====== MATERIAL SUPPLIED ======

PR #768, opened 2019-11-18
[2484] Add inform publisher page

faissalMT:
### Context
User support needs to be able to inform publishers when their access is changed.

image

Add informing publishers to the access requests workflow.

### Guidance to review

======

◆ **ABOUT THIS EXERCISE**
When transcribing the data, keep every line exactly as it is.

◆ **SOLUTION TO THIS PROBLEM**
PR #768, opened 2019-11-18
[2484] Add inform publisher page

faissalMT:
### Context
User support needs to be able to inform publishers when their access is changed.

image

Add informing publishers to the access requests workflow.

### Guidance to review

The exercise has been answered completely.